Generating New Images

Sample from the prior and decode:

def generate(model, n_samples=16):
    with t.no_grad():
        z = t.randn(n_samples, latent_dim)
        samples = model.decode(z)
    return samples

# Generate MNIST digits
samples = generate(model)

Because the latent space is organized, random samples look like real digits!

Latent Space Interpolation

Walk between two images:

def interpolate(model, x1, x2, n_steps=10):
    with t.no_grad():
        mu1, _ = model.encode(x1)
        mu2, _ = model.encode(x2)

        # Linear interpolation in latent space
        alphas = t.linspace(0, 1, n_steps)
        z_interp = [a * mu2 + (1-a) * mu1 for a in alphas]

        return [model.decode(z) for z in z_interp]

# Morph from a "3" to an "8"
frames = interpolate(model, image_3, image_8)

Capstone Connection

VAEs and representation learning:

The latent space of a VAE is a learned representation. Similarly, transformer embeddings are learned representations.

When analyzing sycophancy:

VAEs teach us that how we train affects what we learn.

🎓 Tyla's Exercise

  1. Derive the KL divergence formula for two Gaussians: $D_{KL}(N(\mu, \sigma^2) || N(0, 1))$.

  2. Why do we use log_var instead of var directly? What numerical issue does this avoid?

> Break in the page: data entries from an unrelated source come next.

PR #39337, opened 2025-07-29
[autodiscovery/scheduler/controller] Add health check

davidor:
### What does this PR do?

This PR adds a health check in the autodiscovery scheduler controller.

The controller is responsible for calling `Schedule` and `Unschedule` on registered schedulers. In rare cases, these operations can block. For example when there's a bug in a check’s `Configure` function. When this happens, the entire autodiscovery controller becomes blocked, preventing other checks from being scheduled or unscheduled.

To prevent this from going unnoticed, this change introduces a health check that will fail if the controller is blocked.

Manually introduced a `Sleep` call in a check’s `Configure` function to simulate the blocking scenario. Verified that the health check failure was triggered and reported in `agent health`.


comp/core/autodiscovery/scheduler/controller.go
```diff
@@ -9,13 +9,18 @@ import (
 	"sync"
 	"time"
 
+	"go.uber.org/atomic"
```
vboulineau: Built-in `atomic` package with structs is available now

comp/core/autodiscovery/scheduler/controller.go
```diff
@@ -36,6 +41,9 @@ type Controller struct {
 
 	started     bool
 	stopChannel chan struct{}
+
+	healthProbe                 *health.Handle
+	schedulerOperationStartTime *atomic.Int64 // Unix timestamp, 0 means no active operation
```
vboulineau: It assumes a single operation, thus a single worker, which is true ATM but should be highlighted.

comp/core/autodiscovery/scheduler/controller.go
davidor: There are docs in the repo that mention we should prefer that version over the built-in one: https://github.com/DataDog/datadog-agent/blob/main/docs/dev/atomics.md

I’m not sure if the reasons given there are still valid.

comp/core/autodiscovery/scheduler/controller.go
davidor: I added a comment to clarify this :+1:

comp/core/autodiscovery/scheduler/controller.go
vboulineau: Yeah, this was before built-in introduced `struct`, it should be removed. The alignement issue pertains to antiquated platforms that we do not support.

wdhif (approved):

comp/core/autodiscovery/scheduler/controller.go
davidor: ok, I changed it :+1:

vboulineau (approved):

releasenotes/notes/ad-scheduler-health-check-63e42f3e2d3d093f.yaml
```diff
@@ -0,0 +1,12 @@
...
+# CHANGELOG.rst is rendered. So the text needs to be worded so that
+# it does not depend on any information only available in another
+# section. This may mean repeating some details, but each section
+# must be readable independently of the other.
+#
+# Each section note must be formatted as reStructuredText.
+---
+fixes:
+  - |
+    When the autodiscovery scheduler gets blocked, it will now trigger a health
```
urseberry:
```suggestion
    When the Autodiscovery scheduler gets blocked, it triggers a health
```

urseberry (approved):
Left a nonblocking grammar/formatting nit.

releasenotes/notes/ad-scheduler-health-check-63e42f3e2d3d093f.yaml
davidor: Thanks. Fixed :+1:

  3. Explain why the reparameterization trick allows gradients to flow, but sampling directly doesn't.

💻 Aaliyah's Exercise

Train a VAE on MNIST and explore:

def train_vae():
    """
    1. Train for 20 epochs
    2. Plot loss curves (reconstruction and KL separately)
    3. Generate 64 random samples
    4. Show interpolation between digits
    """
    pass

def visualize_latent_space(model, test_loader):
    """
    1. Encode all test images
    2. Use t-SNE or PCA to project to 2D
    3. Color by digit class
    4. Do similar digits cluster together?
    """
    pass

📚 Maneesha's Reflection

  1. The VAE forces the latent space to be "meaningful" by adding the KL term. What does "meaningful" mean in this context?

  2. β-VAE increases the weight on KL divergence to learn more disentangled representations. What's the trade-off?

  3. How would you explain the difference between an autoencoder and a VAE to someone who hasn't seen either?